If we want to convey the uncertainty about our point estimate, we are much better served using a confidence interval (CI). A CI is a symmetrical range of values within which values of repeated similar experiments are likely to lie. Our point estimate lies at the center of this range. The width of CIs represent the margin of error and are calculated using the spread of our data, sample size, and a sampling distribution, which are also used to calculate p-values. The important distinction is that the CI provides more context than a p-value because it includes the direction of the effect (e.g. whether a treatment increases or decreases risk of death) and is reported in the same units as the point estimate, while also indicating the uncertainty in our estimation .
The level (90%, 95%, 99%, etc.) of confidence chosen for the CI is entirely arbitrary. 95% is conventionally used in medical research since this number corresponds to our familiar significance level of 0.05. What does this percentage mean? A common misinterpretation is that the true value lies in this range 95% of the time. Instead, a 95% CI means if you performed the same experiment over and over with different samples of the population of interest, the true value would lie within the CI in 95% of those trials (assuming all assumptions needed to correctly compute the CI hold) .
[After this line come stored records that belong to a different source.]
PR #28800, opened 2024-01-21
fix(cognito): getting user pool client secret creates unnecessary custom resource

### LINKED ISSUE #28785: UserPoolClient - Retrieving the client secret requires an unnecessary custom resource
### Describe the bug

A change was merged previously to CDK to support a workaround for getting the client secret. This custom resource requires someone deploying a stack with only cognito to have a VPC attachment to the custom resource for accounts with SCPs limiting lambdas to have to run in a VPC.

### Expected Behavior

Native CFN is used to get Cognito Client Secrets

### Current Behavior

As implemented here, a custom resource is used to get the client secret:
https://github.com/aws/aws-cdk/pull/21262/files#diff-9713362aa6af827d0bf2a8c68319b5bb9c74f888f9ab417266ff1b98aa121ae2R429

### Reproduction Steps

create a cognito app client w/ secret

```python
self.client = user_pool.add_client(
            "service-client",
            user_pool_client_name="service-client",
            supported_identity_providers=[
                aws_cognito.UserPoolClientIdentityProvider.COGNITO
            ],
            o_auth=self.o_auth_settings,
            auth_flows=aws_cognito.AuthFlow(
                user_srp=True,
            ),
            refresh_token_validity=Duration.days(1),
            generate_secret=True,
        )

self.my_secret = SecretValue.unsafe_unwrap(self.client.user_pool_client_secret)
```

### Possible Solution

Remove the custom resource and instead generate the following CFN during synth to access the client secret:

```json
UserPoolClientIdSecret:{
    Value: {
        "Fn::GetAtt": ["CognitoUserPoolClient", "ClientSecret"]
    }
}
```

_No response_

### CDK CLI Version

2.117.0

### Framework Version

_No response_

### Node.js Version

v18.17.1

### OS

OSX Sonoma

### Language

Python

### Language Version

3.10.11

### Other information

_No response_

laurelmay:
This updates the `UserPoolClient` construct to not use a custom resource to fetch the secret. I thought about gating this behind a feature flag (and am still happy to do so) but this should functionally behave the same (the underlying value doesn't change, just the token) and it doesn't require any code changes for end users, it just removes a now-unneeded construct.

Without `generateSecret: true` the `ClientSecret` attribute is not available so those checks are still retained (as are the related tests).

The `ClientSecret` attribute seems to have been available in the resource schema for quite awhile but it isn't documented on the CloudFormation resource page.

Closes #28785.

----


kylelaker:
Woo! Not sure why the integration testing didn't replace the hosted zone and domain correctly... I guess I'll try again.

The width of the CI indicates the precision of our point estimate. For example, a point estimate of 5.5 difference may have a 95% CI of 3.5 to 7.5 (width of 4 units). A narrower interval spanning a range of two units (e.g. 95% CI, 4.5 to 6.5) indicates a more precise estimate of the same effect size than a wider CI with the same effect size (e.g. 95% CI, 3.5 to 7.5).
For example, let’s suppose a particular treatment reduced risk of death compared to placebo with an odds ratio of 0.5, and a 95% CI of 0.2 to 0.8. This means that, in our sample, the treatment reduced risk of death by 50% compared to placebo, and that the true reduction in risk is somewhere between 20% and 80%.
It is important to note that a confidence interval is not a uniform distribution of probability and the values closest to the point estimate are more likely to be true than the values on the outer ends of the interval.
For those who insist on statistical hypothesis testing, confidence intervals even provide you with that information. If your CI does not contain the null hypothesis value (e.g. for a risk difference: null hypothesis =0, for a relative risk: null hypothesis=1), then your result is “statistically significant” (at the significance level corresponding to the CI). If the null hypothesis value does lie within the interval, the result is “not statistically significant”, but it is important to remember that this dichotomous thinking can be problematic for the reasons mentioned earlier.
A great additional resource you can look at is an animated slide presentation, prepared by Steven Woloshin, which shows how the Cochrane logo was developed, and what it tells us.
In summary, p-values can be very misleading, especially when they are presented in the context of statistical hypothesis testing without corresponding point estimates and confidence intervals. Their use detracts from potentially interesting results that do not meet the significance threshold due to factors such as few outcome events. Failing to publish results because they are “not statistically significant” (which is not the same as finding “no association”) leads to damaging publication bias.
Instead of relying on uninformative p-values, I encourage you to report results using point estimates and their more informative confidence intervals and to be skeptical of research findings and claims that do not provide this information.